Sur le site du Monde, 1er mars 2010

Monsieur le Président de la République,

Permettez à des serviteurs de l'Etat, qui ont terminé leur mission publique, mais qui ont gardé leur ambition pour la France, de vous exprimer leurs préoccupations et leurs suggestions dans un domaine capital de la vie internationale: le conflit israélo- palestinien. Il leur semble que, dans la conjoncture actuelle, une initiative s'impose.

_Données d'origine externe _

PR #206, opened 2021-11-16
Removed need for supports from drag chain.

martinbudden:
link

1. Made pin conical, so it doesn't require supports
2. Used conical horihole in outer cheek for pin
3. Removed cutout in inner cheek
4. Used shape of cheek circumference to limit rotation of links
5. Make clearance a property of the drag chain so it can be altered for printing
chain assemblies
6. Altered teardrops to allow extra width of top.

I've successfully printed a chain of 2 links as a single part by setting `clearance = 0.2`, but this my vary according to your printer.

The use of the cheek profiles to limit the rotation of the links can be seen below:
DragChain

### DIFF
--- a/printed/drag_chain.scad
+++ b/printed/drag_chain.scad
@@ -152,7 +152,7 @@ module drag_chain_link(type, start = false, end = false, check_kids = true) { //
                                             rotate(180)
                                                 teardrop_2d(r = r, extra_x = 2 * clearance);
                                         translate([0, r])
-                                            square([r, r / 2]);
+                                            square([r, r / 2.5]);
                                     }
 
                                     translate([outer_end_x - eps, 0])
--- a/printed/drag_chain.scad
+++ b/printed/drag_chain.scad
@@ -152,7 +152,7 @@ module drag_chain_link(type, start = false, end = false, check_kids = true) { //
                                             rotate(180)
                                                 teardrop_2d(r = r, extra_x = 2 * clearance);
                                         translate([0, r])
-                                            square([r, r / 2.5]);
+                                            square([r, r / 2]);
                                     }
 
                                     translate([outer_end_x - eps, 0])
@@ -160,10 +160,10 @@ module drag_chain_link(type, start = false, end = false, check_kids = true) { //
                                 }
                             // Conical horihole for pin
                             if(!start)
-                                translate([socket_x, r, -side * (wall + clearance) / 2])
+                                translate([socket_x, r, -side * wall / 2])
                                     hull() {
                                         horihole(r = pin_r, z = r, h = eps);
-                                        translate_z(side * (pin_h + clearance))
+                                        translate_z(side * pin_h)
                                             horihole(r = pin_r - pin_h, z = r, h = eps);
                                     }
                         }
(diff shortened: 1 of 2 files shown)


nophead:
Let me know when you have finished and I will try printing my tiny chains. I chose an actual pin because I think it makes a smaller chain. I haven't got much room.

martinbudden:
Well, I've finished this now and deem it a mixed success. The conical pin works well, but using the cheeks to limit the link rotation works less well. There are noticeable stops at 0 degrees and 45 degrees, but you can force the chain beyond those angles. The stops are probably good enough, but I'd appreciate your perspective.

On the subject of the pin, it would easily be possible to make the chain configurable to use a cylindrical or conical pin, so that the cylindrical pin could be used for small chains if required.

On the subject of the link rotation, one possibility would be to print the links the right way up, so that the cutout was on top, and so did not require supports. Is there any reason why you did not do it this way originally?

nophead:
I think all the changes need to be reversible because I need the original design for my 3D printer. My side walls are only 0.9mm thick, which is why I chose pin over dimple and why I used a cam to limit movement and not the cheeks. My design was actually based on a commercial one I have, but shrunk down greatly.  My chains are unsupported and of arbitrary length because the printer is fully parametric. So I need them to be rigid enough not to sag much.  I don't think the cheeks will do that and the commercial design must have come to the same conclusion. 

For large machines your design is probably better as you can have thicker cheeks. Mine are tiny because they only house a six way ribbon cable folded in half.

x_axis_assembled

Not sure what you mean about printing them upside down. I can't print round curves upside down as they approach infinite overhang.

martinbudden:
What I meant by the right way up was printing the links like this:

DragChain2

that is with the roof and the cutout on the top. (Note that I have inverted the teardrops, so the there is no overhang problem with the round curves).

Printing them this way means the only support required is for the pin, and for larger links a conical pin with no supports can be used.

nophead:
Before your changes the links look like this.

x_drag_chain_link

They are rounded on the top so that when they bend they don't have pointy bits sticking out at the corners like yours do.

martinbudden:
OK, I understand why you chose that orientation.

However, I don't think the "pointy bits" are problematic - they cause the chain to lift in the direction it was lifting anyhow, see below
DragChainCorner

nophead:
Yes it isn't a big problem. Ten years ago I made square edged ones and used the cheeks to limit movement and they worked fine on a big heavy machine, but they are bit clunky.

IMG_20211118_174932407_HDR

However, for this much more delicate machine I spent the time to optimise the design and printed a few and tested them. I don't really want to go backwards. I don't normally use cable chains on 3D printers because they are overkill. I prefer to use polypropylene strips and ribbon cable where I can. For this machine I just couldn't find the space, so I had to resort to two very light weight cable chains on X & Y. 

image

Ironically the Z-axis, which is the strongest and slowest moving can use a strip.

image

So I think it needs to be able to create the original shape. It will pretty complicated if there is the option to print it the other way up.

martinbudden:
So I think the idea of using the cheeks to restrain the link rotation is a dead end.

I've submitted a V2 of this proposal, which uses the original constraint mechanism. In V2 the original chain is printed by default, but if `supports` is set to false, the a conical pin and hole is used, the teardrops are inverted, and the chain is printed with the cutouts on the top (so they don't require supports).

nophead:
I am assuming this is superseded and can be closed?

martinbudden:
Yes, closing.

PR #489, opened 2020-09-14
Adding resource version on chart CRs

tomahawk28:
Toward https://github.com/giantswarm/giantswarm/issues/13196

## Checklist

### DIFF
--- a/CHANGELOG.md
+++ b/CHANGELOG.md
@@ -7,6 +7,10 @@ and this project's packages adheres to [Semantic Versioning](http://semver.org/s
 
 ## [Unreleased]
 
+### Changed
+
+- Put resourceVersion on the desired chart status. 
+
 ### Added
 
 - Add monitoring label
--- a/CHANGELOG.md
+++ b/CHANGELOG.md
@@ -7,12 +7,9 @@ and this project's packages adheres to [Semantic Versioning](http://semver.org/s
 
 ## [Unreleased]
 
-### Changed
-
-- Put resourceVersion on the desired chart status. 
-
 ### Added
 
+- Add resource version for chart configmaps and secrets to the chart CR to reduce latency of update events.
 - Add monitoring label
 - Add validation resource that checks if references to other resources exist in
 app CRs. A message is added to the app CR status for the user.
--- a/service/controller/app/resource/chart/desired.go
+++ b/service/controller/app/resource/chart/desired.go
@@ -10,6 +10,7 @@ import (
 	"github.com/giantswarm/appcatalog"
 	"github.com/giantswarm/microerror"
 	metav1 "k8s.io/apimachinery/pkg/apis/meta/v1"
+	"k8s.io/client-go/kubernetes"
 
 	"github.com/giantswarm/app-operator/v2/pkg/annotation"
 	"github.com/giantswarm/app-operator/v2/pkg/project"
@@ -39,7 +40,7 @@ func (r *Resource) GetDesiredState(ctx context.Context, obj interface{}) (interf
 		return chartCR, nil
 	}
 
-	config, err := r.generateConfig(ctx, cr, cc.AppCatalog, r.chartNamespace)
+	config, err := generateConfig(ctx, cc.Clients.K8s.K8sClient(), cr, cc.AppCatalog, r.chartNamespace)
 	if err != nil {
 		return nil, microerror.Mask(err)
 	}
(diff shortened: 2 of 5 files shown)


tomahawk28:
Tested in `ghost`.

service/controller/app/resource/chart/desired.go
```diff
@@ -85,28 +89,42 @@ func generateAnnotations(input map[string]string) map[string]string {
 	return annotations
 }
 
-func generateConfig(cr v1alpha1.App, appCatalog v1alpha1.AppCatalog, chartNamespace string) v1alpha1.ChartSpecConfig {
+func (r *Resource) generateConfig(ctx context.Context, cr v1alpha1.App, appCatalog v1alpha1.AppCatalog, chartNamespace string) (v1alpha1.ChartSpecConfig, error) {
```
tomahawk28, line 92: This function needs k8sclient from now since it has to fetch `resourceVersion` from configmap/secret objects.

service/controller/app/resource/chart/desired.go
```diff
@@ -85,28 +89,42 @@ func generateAnnotations(input map[string]string) map[string]string {
...
+		}
+
+		secretConfig := v1alpha1.ChartSpecConfigSecret{
+			Name:            secretName,
+			Namespace:       chartNamespace,
+			ResourceVersion: secret.GetResourceVersion(),
 		}
 
-		config.Secret = secret
+		config.Secret = secretConfig
```
tomahawk28, line 124: Since `secret` already exists, change the name to `secretConfig`.

service/controller/app/resource/chart/desired.go
```diff
@@ -85,28 +89,42 @@ func generateAnnotations(input map[string]string) map[string]string {
 	return annotations
 }
 
-func generateConfig(cr v1alpha1.App, appCatalog v1alpha1.AppCatalog, chartNamespace string) v1alpha1.ChartSpecConfig {
+func (r *Resource) generateConfig(ctx context.Context, cr v1alpha1.App, appCatalog v1alpha1.AppCatalog, chartNamespace string) (v1alpha1.ChartSpecConfig, error) {
 	config := v1alpha1.ChartSpecConfig{}
 
 	if hasConfigMap(cr, appCatalog) {
+		configMapName := key.ChartConfigMapName(cr)
+		cm, err := r.k8sClient.CoreV1().ConfigMaps(chartNamespace).Get(ctx, configMapName, metav1.GetOptions{})
```
rossf7, line 97: The CM is in the tenant cluster so I think this needs to check for `tenant.IsAPINotAvailable(err)`. Also if the configmap doesn't exist I think we should just not set the resource version. 

Same for getting the secret. WDYT?

service/controller/app/resource/chart/desired.go
rossf7: For TC app CRs the k8s client is for the tenant. So we need to use the client from the controller context.

rossf7 (commented):
Direction is good but needs a couple of changes.

CHANGELOG.md
```diff
@@ -7,6 +7,10 @@ and this project's packages adheres to [Semantic Versioning](http://semver.org/s
 
 ## [Unreleased]
 
+### Changed
+
+- Put resourceVersion on the desired chart status.
```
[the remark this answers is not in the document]
tomahawk28: > Changed is only for breaking changes and requires a major bump.

Didn't know that earlier. I will adjust the changelog as you suggest. Thanks!

service/controller/app/resource/chart/desired.go
tomahawk28: Good call, I will extend the unittest for both cases.

tomahawk28: I found two points we can discuss further. 

> The CM is in the tenant cluster so I think this needs to check for tenant.IsAPINotAvailable(err)

the operator checks this in `current.go` and we cancel the resource when the tenant cluster is unavailable. 
https://github.com/giantswarm/app-operator/blob/e89b6ff14e49ed4834b3734b9adb183e7c098423/service/controller/app/resource/chart/current.go#L65
So we don't need the same error checking code for `generateConfig` function. 

> Also if the configmap doesn't exist I think we should just not set the resource version.

Actually I think the app-operator has to leave the config as blank when it could not find the relevant resource. Otherwise, chart-operator would try to fetch that resource on their own reconciliation. @rossf7 WDYT?

rossf7: > the operator checks this in current.go and we cancel the resource when the tenant cluster is unavailable.

OK cool I just wanted to be sure we handle the TC being unavailable. But like you said since this is done in current.go I think this is fine. 👍 

> Actually I think the app-operator has to leave the config as blank when it could not find the relevant resource.

Yes we just need to set the resource version to speed things up. If it doesn't exist I think the behavior should be the same as now.

service/controller/app/resource/chart/resource.go
```diff
@@ -24,8 +23,7 @@ const (
 // Config represents the configuration used to create a new chart resource.
 type Config struct {
 	// Dependencies.
-	G8sClient versioned.Interface
-	Logger    micrologger.Logger
+	Logger micrologger.Logger
```
rossf7, line 26: ❤️

rossf7 (approved):
Nice! Great to be starting to speed things up. 🚀 

LGTM when tested

tomahawk28:
Tested in `ghost`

Bien que ce conflit ne soit plus à ce jour dans une phase violente, il demeure au cœur de l'avenir du Proche-Orient et affecte l'ensemble du monde arabo-musulman. Or, l'impasse politique de ce conflit est totale. Jamais le gouvernement israélien, pressé par ses colons, n'a été aussi intransigeant, jamais la représentation palestinienne divisée n'a été aussi faible. Cependant, les chances de la paix sont réelles : modération du côté palestinien [!] (le Hamas se fortifie jusqu'à présent de l'échec de toute négociation bilatérale) et offre arabe de reconnaissance pleine et entière d'Israël si l'Etat palestinien est créé selon une équité historique avec Israël et dans le cadre du droit international : frontières de la ligne verte de 1967 (sauf échange de territoires mutuellement agréé), partage de Jérusalem avec garantie d'accès aux lieux saints, solution au problème des réfugiés palestiniens.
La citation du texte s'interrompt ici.